**Exercise brief**
Below are some entries. Count the lines where "PresentationCore" appears and state only that number.

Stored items
____

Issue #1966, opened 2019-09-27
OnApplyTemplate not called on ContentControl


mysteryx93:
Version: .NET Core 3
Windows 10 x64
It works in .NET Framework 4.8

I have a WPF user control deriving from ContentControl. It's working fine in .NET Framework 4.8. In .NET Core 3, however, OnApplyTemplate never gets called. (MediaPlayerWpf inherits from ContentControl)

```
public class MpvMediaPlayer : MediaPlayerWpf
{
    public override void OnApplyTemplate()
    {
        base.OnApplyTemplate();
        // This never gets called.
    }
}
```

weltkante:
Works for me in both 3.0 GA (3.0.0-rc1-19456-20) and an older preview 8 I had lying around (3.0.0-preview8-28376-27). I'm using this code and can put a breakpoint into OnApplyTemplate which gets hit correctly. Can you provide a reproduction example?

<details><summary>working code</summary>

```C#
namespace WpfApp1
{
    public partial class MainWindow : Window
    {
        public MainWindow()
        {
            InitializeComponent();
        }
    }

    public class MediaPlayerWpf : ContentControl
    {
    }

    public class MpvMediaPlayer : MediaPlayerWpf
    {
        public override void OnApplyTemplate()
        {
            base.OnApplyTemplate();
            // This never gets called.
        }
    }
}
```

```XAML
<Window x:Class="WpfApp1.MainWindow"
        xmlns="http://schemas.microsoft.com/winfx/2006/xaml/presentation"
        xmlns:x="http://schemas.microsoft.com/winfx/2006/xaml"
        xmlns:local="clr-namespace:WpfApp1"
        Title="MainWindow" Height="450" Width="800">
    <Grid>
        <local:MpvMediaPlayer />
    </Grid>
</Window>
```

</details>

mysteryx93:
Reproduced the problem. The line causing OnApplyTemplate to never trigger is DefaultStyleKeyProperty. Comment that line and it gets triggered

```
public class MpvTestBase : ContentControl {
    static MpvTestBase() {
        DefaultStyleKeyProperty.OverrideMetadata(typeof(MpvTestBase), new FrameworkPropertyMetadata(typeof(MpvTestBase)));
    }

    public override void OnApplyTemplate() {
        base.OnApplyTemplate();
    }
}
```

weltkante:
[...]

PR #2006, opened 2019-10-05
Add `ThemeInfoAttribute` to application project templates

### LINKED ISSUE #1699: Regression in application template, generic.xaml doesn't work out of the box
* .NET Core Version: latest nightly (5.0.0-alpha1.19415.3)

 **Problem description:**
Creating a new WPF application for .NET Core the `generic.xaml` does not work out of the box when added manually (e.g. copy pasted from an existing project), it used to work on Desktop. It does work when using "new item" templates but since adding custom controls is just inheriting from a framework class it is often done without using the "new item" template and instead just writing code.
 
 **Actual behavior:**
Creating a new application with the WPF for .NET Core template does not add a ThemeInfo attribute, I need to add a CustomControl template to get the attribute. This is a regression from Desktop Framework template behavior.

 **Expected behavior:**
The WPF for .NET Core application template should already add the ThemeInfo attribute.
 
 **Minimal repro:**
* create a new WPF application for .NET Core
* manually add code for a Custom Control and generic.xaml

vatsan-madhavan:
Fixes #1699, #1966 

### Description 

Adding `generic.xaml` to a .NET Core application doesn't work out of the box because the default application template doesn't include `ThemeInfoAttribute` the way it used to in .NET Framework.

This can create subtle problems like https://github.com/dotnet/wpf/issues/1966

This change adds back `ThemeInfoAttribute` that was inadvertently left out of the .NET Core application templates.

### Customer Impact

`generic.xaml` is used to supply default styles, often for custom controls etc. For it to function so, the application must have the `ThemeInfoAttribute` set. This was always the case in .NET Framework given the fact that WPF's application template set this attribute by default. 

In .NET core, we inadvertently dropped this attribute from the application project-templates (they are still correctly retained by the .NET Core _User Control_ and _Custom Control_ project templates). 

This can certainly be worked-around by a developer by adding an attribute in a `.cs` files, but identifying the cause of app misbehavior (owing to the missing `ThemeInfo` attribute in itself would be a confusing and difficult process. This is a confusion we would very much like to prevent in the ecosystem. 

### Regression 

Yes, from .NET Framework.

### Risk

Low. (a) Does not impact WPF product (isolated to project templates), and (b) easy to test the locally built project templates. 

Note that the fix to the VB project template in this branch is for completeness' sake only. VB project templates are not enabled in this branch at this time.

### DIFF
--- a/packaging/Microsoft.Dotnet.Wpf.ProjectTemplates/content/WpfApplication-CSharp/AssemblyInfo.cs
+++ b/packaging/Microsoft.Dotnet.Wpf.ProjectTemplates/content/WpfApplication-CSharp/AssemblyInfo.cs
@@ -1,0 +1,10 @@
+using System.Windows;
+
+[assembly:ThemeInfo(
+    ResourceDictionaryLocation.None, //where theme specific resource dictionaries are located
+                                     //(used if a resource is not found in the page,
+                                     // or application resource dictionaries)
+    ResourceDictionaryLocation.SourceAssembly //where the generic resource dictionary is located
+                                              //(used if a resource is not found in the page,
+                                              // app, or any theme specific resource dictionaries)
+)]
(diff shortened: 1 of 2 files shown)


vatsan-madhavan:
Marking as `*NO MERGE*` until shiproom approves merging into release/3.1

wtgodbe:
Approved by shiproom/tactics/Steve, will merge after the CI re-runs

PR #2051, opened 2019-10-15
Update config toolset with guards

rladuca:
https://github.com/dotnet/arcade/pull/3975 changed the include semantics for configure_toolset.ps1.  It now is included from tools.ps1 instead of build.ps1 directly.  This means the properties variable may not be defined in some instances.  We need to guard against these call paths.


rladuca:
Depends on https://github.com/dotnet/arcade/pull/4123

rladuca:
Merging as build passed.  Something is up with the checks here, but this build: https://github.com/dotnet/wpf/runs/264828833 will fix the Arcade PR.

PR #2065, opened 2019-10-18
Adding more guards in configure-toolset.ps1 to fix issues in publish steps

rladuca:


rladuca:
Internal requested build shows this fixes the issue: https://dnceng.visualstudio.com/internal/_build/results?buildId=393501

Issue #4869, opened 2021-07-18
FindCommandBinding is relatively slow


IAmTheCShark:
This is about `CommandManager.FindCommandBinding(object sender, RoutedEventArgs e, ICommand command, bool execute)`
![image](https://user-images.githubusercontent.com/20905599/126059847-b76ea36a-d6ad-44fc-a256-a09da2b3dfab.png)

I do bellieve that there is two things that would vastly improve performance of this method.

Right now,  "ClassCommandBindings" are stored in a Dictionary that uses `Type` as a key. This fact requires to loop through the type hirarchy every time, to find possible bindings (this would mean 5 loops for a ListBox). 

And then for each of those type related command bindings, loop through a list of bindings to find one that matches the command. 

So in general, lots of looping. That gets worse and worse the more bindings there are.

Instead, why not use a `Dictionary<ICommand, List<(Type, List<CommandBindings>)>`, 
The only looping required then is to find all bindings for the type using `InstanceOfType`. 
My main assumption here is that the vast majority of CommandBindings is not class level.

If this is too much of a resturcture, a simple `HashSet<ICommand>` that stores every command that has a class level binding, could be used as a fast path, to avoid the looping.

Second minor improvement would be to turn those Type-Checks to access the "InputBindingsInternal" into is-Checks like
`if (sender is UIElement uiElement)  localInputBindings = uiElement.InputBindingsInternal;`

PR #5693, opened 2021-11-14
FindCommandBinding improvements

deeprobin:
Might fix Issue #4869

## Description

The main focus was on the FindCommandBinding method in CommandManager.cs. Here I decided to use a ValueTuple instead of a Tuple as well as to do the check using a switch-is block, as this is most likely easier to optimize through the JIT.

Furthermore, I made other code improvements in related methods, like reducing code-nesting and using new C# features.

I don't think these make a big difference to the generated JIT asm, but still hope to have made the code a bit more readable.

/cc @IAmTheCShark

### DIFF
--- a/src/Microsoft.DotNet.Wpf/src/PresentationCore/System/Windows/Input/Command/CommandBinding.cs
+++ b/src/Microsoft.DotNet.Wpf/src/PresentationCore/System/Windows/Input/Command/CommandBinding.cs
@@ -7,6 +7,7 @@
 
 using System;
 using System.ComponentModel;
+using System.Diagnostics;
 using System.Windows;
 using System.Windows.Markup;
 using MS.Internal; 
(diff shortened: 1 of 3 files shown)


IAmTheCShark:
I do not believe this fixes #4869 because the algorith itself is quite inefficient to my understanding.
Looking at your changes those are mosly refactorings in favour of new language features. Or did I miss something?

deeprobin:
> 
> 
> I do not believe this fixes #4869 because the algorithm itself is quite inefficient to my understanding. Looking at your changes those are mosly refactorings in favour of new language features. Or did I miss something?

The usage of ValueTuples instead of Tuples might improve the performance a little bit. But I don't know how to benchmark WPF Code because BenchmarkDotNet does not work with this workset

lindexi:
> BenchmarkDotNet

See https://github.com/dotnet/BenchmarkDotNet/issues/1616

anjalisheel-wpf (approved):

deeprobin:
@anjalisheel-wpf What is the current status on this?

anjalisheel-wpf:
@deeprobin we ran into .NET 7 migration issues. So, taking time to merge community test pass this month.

____

**Response below**
2